Stored items:
■ ■ ■ ■
PR #1255, opened 2021-11-18
feature: Palette - a map of named Standard color values that can be referenced in theme segments

yehorb:
### Prerequisites

### Description

Introduces the Palette feature - a way to maintain a map of named Standard color values and use references to these colors in places where a Standard color is expected. Example:

```json
{
  "palette": {
    "darkgrey3": "#4C566A",
    "lightgrey2": "#ECEFF4",
    "red": "#BF616A",
    "orange": "#D08770",
    "yellow": "#EBCB8B",
    "green": "#A3BE8C",
    "purple": "#B48EAD",
    ...
  },
  "blocks": [
    {
      "segments": [
        {
          "type": "git",
          "style": "powerline",
          "powerline_symbol": "\uE0B0",
          "foreground": "p:lightgrey2",
          "background": "p:darkgrey3",
          "background_templates": [
            "{{ if or (.Working.Changed) (.Staging.Changed) }}p:yellow{{ end }}",
            "{{ if and (gt .Ahead 0) (gt .Behind 0) }}p:purple{{ end }}",
            "{{ if gt .Ahead 0 }}p:green{{ end }}",
            "{{ if gt .Behind 0 }}p:orange{{ end }}"
          ]
        },
        ...
        {
          "type": "battery",
          "style": "powerline",
          "invert_powerline": true,
          "powerline_symbol": "\uE0B2",
          "foreground": "p:lightgrey2",
          "background": "p:darkgrey3",
          "properties": {
            "color_background": true,
            "charged_color": "p:green",
            "charging_color": "p:yellow",
            "discharging_color": "p:red",
          }
        },
        ...
      ]
    }
  ]
}

```

I was trying to build my dream posh theme for the last few days and quickly understood that using only Hex color values was very limiting. They are not glanceable (I do not understand what they represent immediately), changing the same color in a lot of places was tedious, importing and maintaining a consistent palette was also a pain.

So I built the Palette feature and want to share it. The implementation solves all the issues I had - allows named colors and allows importing existing color themes more easily. Palette colors can be used in most of the places where the Standard color is expected - foreground, background, their template variant, and properties.

I've been using the updated binary in my PowerShell module for the last day, and it works well. Palette has no measurable impact on performance, both in benchmarks and in real-world usage, and does not affect anything but colors.

Implementation is mostly a decorator for Segment's #backgroud() and #foreground() methods (that is why colors from properties also work) and some refactoring to engine and Block. It is still a fairly large PR due to a lot of added scaffolding - mainly tests and benchmarks.

Hope you will find this feature useful. If not, it was a fun thing to do anyway, so no worries if you find these changes to be too much to approve.


JanDeDobbeleer:
@yehorb this has been a request before and I've been thinking about it again lately so I'm sure we'll be able to merge this. Allow me to find some time to review and we'll get this sorted 😉

JanDeDobbeleer:
Based on this I've written my own implementation. It's simpler and has logical limitations which I feel are OK but make the whole architectural design a lot less impactful.

I'll share it asap.

JanDeDobbeleer:
I did the following:

```diff
diff --git a/src/config.go b/src/config.go
index 738475bc..f3e72d67 100644
--- a/src/config.go
+++ b/src/config.go
@@ -29,6 +29,7 @@ type Config struct {
 	Blocks               []*Block          `config:"blocks"`
 	Tooltips             []*Segment        `config:"tooltips"`
 	TransientPrompt      *TransientPrompt  `config:"transient_prompt"`
+	Palette              map[string]string `config:"palette"`
 }
 
 type TransientPrompt struct {
diff --git a/src/main.go b/src/main.go
index b5c45108..31350371 100644
--- a/src/main.go
+++ b/src/main.go
@@ -212,6 +212,7 @@ func main() {
 		writer = &AnsiWriter{
 			ansi:               ansi,
 			terminalBackground: getConsoleBackgroundColor(env, cfg.TerminalBackground),
+			palette:            cfg.Palette,
 		}
 	}
 	title := &consoleTitle{
diff --git a/src/writer_ansi.go b/src/writer_ansi.go
index caf8706c..61b67247 100644
--- a/src/writer_ansi.go
+++ b/src/writer_ansi.go
@@ -60,6 +60,7 @@ type promptWriter interface {
 type AnsiWriter struct {
 	builder            strings.Builder
 	ansi               *ansiUtils
+	palette            map[string]string
 	terminalBackground string
 	Colors             *Color
 	ParentColors       *Color
@@ -158,17 +159,35 @@ func (a *AnsiWriter) write(background, foreground, text string) {
 	}
 
 	getAnsiColors := func(background, foreground string) (string, string) {
+		getPaletteColor := func(color string) string {
+			mapPaletteColor := func(color string) string {
+				color = strings.TrimLeft(color, "p:")
+				if color, found := a.palette[color]; found {
+					return color
+				}
+				return "#111111"
+			}
+			for strings.HasPrefix(color, "p:") {
+				color = mapPaletteColor(color)
+			}
+			return color
+		}
 		getColorString := func(color string) string {
+			color = getPaletteColor(color)
 			if color == Background {
-				color = a.Colors.Background
-			} else if color == Foreground {
-				color = a.Colors.Foreground
-			} else if color == ParentBackground && a.ParentColors != nil {
-				color = a.ParentColors.Background
-			} else if color == ParentForeground && a.ParentColors != nil {
-				color = a.ParentColors.Foreground
-			} else if (color == ParentForeground || color == ParentBackground) && a.ParentColors == nil {
-				color = Transparent
+				return getPaletteColor(a.Colors.Background)
+			}
+			if color == Foreground {
+				return getPaletteColor(a.Colors.Foreground)
+			}
+			if color == ParentBackground && a.ParentColors != nil {
+				return getPaletteColor(a.ParentColors.Background)
+			}
+			if color == ParentForeground && a.ParentColors != nil {
+				return getPaletteColor(a.ParentColors.Foreground)
+			}
+			if (color == ParentForeground || color == ParentBackground) && a.ParentColors == nil {
+				return Transparent
 			}
 			return color
 		}
diff --git a/themes/schema.json b/themes/schema.json
index 252d81f4..cba467a8 100644
--- a/themes/schema.json
+++ b/themes/schema.json
@@ -7,7 +7,7 @@
   "definitions": {
     "color": {
       "type": "string",
-      "pattern": "^(#([a-fA-F0-9]{6}|[a-fA-F0-9]{3})|black|red|green|yellow|blue|magenta|cyan|white|default|darkGray|lightRed|lightGreen|lightYellow|lightBlue|lightMagenta|lightCyan|lightWhite|transparent|parentBackground|parentForeground|background|foreground)$",
+      "pattern": "^(#([a-fA-F0-9]{6}|[a-fA-F0-9]{3})|p:\\w*|black|red|green|yellow|blue|magenta|cyan|white|default|darkGray|lightRed|lightGreen|lightYellow|lightBlue|lightMagenta|lightCyan|lightWhite|transparent|parentBackground|parentForeground|background|foreground)$",
       "title": "Color string",
       "description": "https://ohmyposh.dev/docs/config-colors",
       "format": "color"
```

This works according to the expectations you wrote (and theme you shared), plus it has the advantage to work for overrides as well. The problem I always had with the palette is that I also went in your direction, which made it leak everywhere for no apparent reason. I only came to this solution because I could see a different path while going through this PR, so you made it a reality. Maybe I missed something, I'm looking forward to feedback, ideas :-)

yehorb:
@JanDeDobbeleer cool, nice to hear I helped you to find the solution.
I have been tinkering with the code today, and also came to the conclusion that the Palette should be constrained to AnsiWriter, as it is the only part of the project that does "real" color processing anyway. I do agree that leaking it as deep as Blocks never felt right to me too.
Just as I was writing an update to say that Palette color will not work with Color overrides, I thought to myself "Wait, it doesn't sound right - palette colors not working with color overrides" - and dug through the code a bit more to find the color processing in AnsiWriter.
So how should we proceed? Should I close the pull request, and leave the implementation up to you? Or I can integrate the Palette class I have into AnsiWriter, just as you did, and you can review that version of the implementation.

JanDeDobbeleer:
@yehorb you can apply my diff and write the tests for it if you're up for it, it's fine to start from my branch. Would love to have you be able to finish this!

yehorb:
@JanDeDobbeleer, great, thank you for the feedback. I will work on the updated implementation then.

JanDeDobbeleer (changes requested):
As indicated by the initial review, but really great addition!

yehorb:
@JanDeDobbeleer, I believe I implemented the Palette according to your suggestion the best I could.
Palette is fully constrained to AnsiWriter as a part of a pluggable interface for color solving. The interface of AnsiWriter changed a bit, but this time it is much more constrained. Overall, I feel much better about this implementation, than the previous one.
I'm sorry for doing more than a minimal amount of changes (again), and all those force-pushes. I did not want to throw away the original code, so I just rebased the excessive changes away.
I hope you will find this implementation more manageable.

src/palette_colors_test.go
```diff
@@ -0,0 +1,41 @@
...
+
+	"github.com/alecthomas/assert"
+)
+
+// FIXME: test is not completely deterministic, engineReder calls can have different
+// outputs due to time - there can be 1 second difference on the clocks during
+// rendering. The test is useful, and removing it completely will be incorrect - having
+// a close-to-real test of no palette vs palette rendering parity is better than not
+// having one. Not sure what to do with this one.
+func TestEngineRendersSamePrompt(t *testing.T) {
```
yehorb: Also, @JanDeDobbeleer, seeking some advice about this test. Do you have any ideas on how to make it correct?

.vscode/settings.json
```diff
@@ -2,7 +2,7 @@
   "go.lintTool": "golangci-lint",
   "go.useLanguageServer": true,
   "go.languageServerExperimentalFeatures": {
-    "diagnostics": false,
+    "diagnostics": false
```
JanDeDobbeleer, line 5: these changes are linter related, we might want to remove them :-)

docs/docs/config-colors.md
```diff
@@ -51,5 +51,15 @@ To change *only* the background color, just omit the first color from the above
...
 ```
 
+## Palette reference
+
+If your theme has a defined [Palette][palette], you can use the Palette reference in places where the
+__Standard color__ is expected.
+
+Palette references have 2 possible formats: `p:<palette key>` and `palette:<palette key>`.
+
+Read more about [Palette][palette].
```
JanDeDobbeleer: I would include palette here, rather than having a separate section.

docs/docs/config-palette.md
```diff
@@ -0,0 +1,94 @@
+---
+id: config-palette
+title: Palette
+sidebar_label: Palette
+---
+
+Palette allows you to define a set of named colors and use references to these colors in your theme.
+Palette reference can be used everywhere where a [Standard color][colors] is expected.
```
JanDeDobbeleer: references

docs/docs/config-colors.md
```diff
@@ -51,5 +51,15 @@ To change *only* the background color, just omit the first color from the above
 "prefix": "<,#FFFFFF>┏[</>",
 ```
 
+## Palette reference
+
+If your theme has a defined [Palette][palette], you can use the Palette reference in places where the
+__Standard color__ is expected.
+
+Palette references have 2 possible formats: `p:<palette key>` and `palette:<palette key>`.
```
JanDeDobbeleer: let's remove `palette:<palette key>`, not necessary.

src/cached_colors.go
```diff
@@ -0,0 +1,29 @@
+package main
+
+// CachedColors is the AnsiColors Decorator that does simple color lookup caching.
+// AnsiColorFromSrting calls are cheap, but not free, and having a simple cache in
```
JanDeDobbeleer: typo: AnsiColorFromSrting -> AnsiColorFromString

src/config.go
```diff
@@ -29,6 +29,7 @@ type Config struct {
 	Blocks               []*Block          `config:"blocks"`
 	Tooltips             []*Segment        `config:"tooltips"`
 	TransientPrompt      *TransientPrompt  `config:"transient_prompt"`
+	Palette              Palette           `config:"palette"`
```
JanDeDobbeleer, line 32: this needs a pointer

src/engine_test.go
```diff
@@ -41,3 +43,81 @@ func TestCanWriteRPrompt(t *testing.T) {
 		assert.Equal(t, tc.Expected, got, tc.Case)
 	}
 }
+
+func BenchmarkEngineRender(b *testing.B) {
```
JanDeDobbeleer, line 47: isn't this more like a main test -> or easier to setup when you call main with args?

src/palette_colors_test.go
JanDeDobbeleer: I don't see why this is necessary, if it renders the colors as we expect, no need to compare with or without. This is an e2e test, for which I don't see the added benefit if your low level functions are properly unit tested.

JanDeDobbeleer (changes requested):
What I like:

- the color cache (valid point on speed increase)
- the color type, it helps with the `IsTransparent()` etc..

I still feel it's way too overengineered. I like code simple and readable, here I go from one file to another to understand what's going on. Palette can be part of `ansi_colors` (which we can name color as we'll always needs ANSI anyhow), the lookup, cache and method extensions can be done there as well.

I feel like we can meet in the middle of my simplistic implementation and your very useful solutions. But we're not quite there yet. Before we end up going in all directions (and you get demotivated), OK if I give it a go to see if we could agree on a certain middle ground?

src/palette_colors_test.go
yehorb: Makes sense, I will remove it then.

.vscode/settings.json
yehorb: I do see that this "fix" is not really relevant, but I doubt that I am the only one who will open the settings.json and do formatting subconsciously. This will pop up later. I think leaving it fixed is a better option.

docs/docs/config-colors.md
yehorb: Makes sense, I will change the docs accordingly.

src/config.go
yehorb: I thought about it, and... Does it really need a pointer? I'm just not sure. I looked this question up during development and found a few sources that state it is not required. As far as I understand, map types are reference types, they are already pointers. https://stackoverflow.com/questions/28384343/accessing-a-map-using-its-reference, https://go.dev/blog/maps. The same as Blocks, for example. It is []*Block, not *[]*Block, event though it can be. But still,  If a pointer is a requirement of the Config module or just a required convention, I can do that.

src/engine_test.go
yehorb: This is more like the main test. But I did not want to do the trick where the test binary calls itself with additional arguments, so I just copied most of the setup code into the test. Making it a dedicated main test is going to be better, but I am not sure how exactly to do that.

yehorb:
@JanDeDobbeleer, I understand. I will try to rehash the current implementation a bit, to make it easier to follow.

src/cached_colors.go
yehorb: Fixed.

docs/docs/config-colors.md
yehorb: Removed.

docs/docs/config-palette.md
yehorb: Fixed.

docs/docs/config-colors.md
yehorb: Moved palette docs to Palette section in config-colors.md.

src/palette_colors_test.go
yehorb: Removed.

yehorb:
@JanDeDobbeleer, I did the refactoring of the Palette and Colors. Now everything relevant to color solving resides in colors.go. I also refactored Palette docs - they are now included in the Palette section in config-colors.md. Fixed a few typos along the way. Ready for another review.

JanDeDobbeleer:
@yehorb I'm having a look tomorrow 👍🏻

docs/docs/config-colors.md
```diff
@@ -51,5 +51,93 @@ To change *only* the background color, just omit the first color from the above
...
+
+Should you use an invalid Palette reference as a color (for example typo `p:bleu` instead of `p:blue`),
+the Pallete engine will use the Transparent keyword as a fallback value. So if you see your prompt segments
+rendered with incorrect colors, and you are using a Palette, be sure to check the correctness of your references.
+
+### Limitations
+
+#### (Non) Recursive resolution
+
+Palette does not allow for recursive reference resolution. You should not reference Palette colors in other
```
JanDeDobbeleer: This is easily solveable though. You can see that in my initial sample, that was perfectlly possible.

src/config.go
JanDeDobbeleer: You are correct, I mistook it for a struct. Should've looked better.

src/properties.go
```diff
@@ -71,11 +71,10 @@ func (p *properties) getColor(property Property, defaultValue string) string {
 		return defaultValue
 	}
 	colorString := parseString(val, defaultValue)
-	_, err := getColorFromName(colorString, false)
-	if err == nil {
+	if IsAnsiColorName(colorString) {
 		return colorString
 	}
-	values := findNamedRegexMatch(`(?P<color>#[A-Fa-f0-9]{6}|[A-Fa-f0-9]{3})`, colorString)
+	values := findNamedRegexMatch(`(?P<color>#[A-Fa-f0-9]{6}|[A-Fa-f0-9]{3}|(p|palette):.*)`, colorString)
```
JanDeDobbeleer: This one still references `palette:`

src/palette.go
■ ■ ■ ■
WHAT IS NEEDED: Filter the entries above down to the lines that contain "with".

RESULT BELOW:
This works according to the expectations you wrote (and theme you shared), plus it has the advantage to work for overrides as well. The problem I always had with the palette is that I also went in your direction, which made it leak everywhere for no apparent reason. I only came to this solution because I could see a different path while going through this PR, so you made it a reality. Maybe I missed something, I'm looking forward to feedback, ideas :-)
I have been tinkering with the code today, and also came to the conclusion that the Palette should be constrained to AnsiWriter, as it is the only part of the project that does "real" color processing anyway. I do agree that leaking it as deep as Blocks never felt right to me too.
Just as I was writing an update to say that Palette color will not work with Color overrides, I thought to myself "Wait, it doesn't sound right - palette colors not working with color overrides" - and dug through the code a bit more to find the color processing in AnsiWriter.
+// having one. Not sure what to do with this one.
JanDeDobbeleer, line 47: isn't this more like a main test -> or easier to setup when you call main with args?
JanDeDobbeleer: I don't see why this is necessary, if it renders the colors as we expect, no need to compare with or without. This is an e2e test, for which I don't see the added benefit if your low level functions are properly unit tested.
- the color type, it helps with the `IsTransparent()` etc..
yehorb: This is more like the main test. But I did not want to do the trick where the test binary calls itself with additional arguments, so I just copied most of the setup code into the test. Making it a dedicated main test is going to be better, but I am not sure how exactly to do that.
+rendered with incorrect colors, and you are using a Palette, be sure to check the correctness of your references.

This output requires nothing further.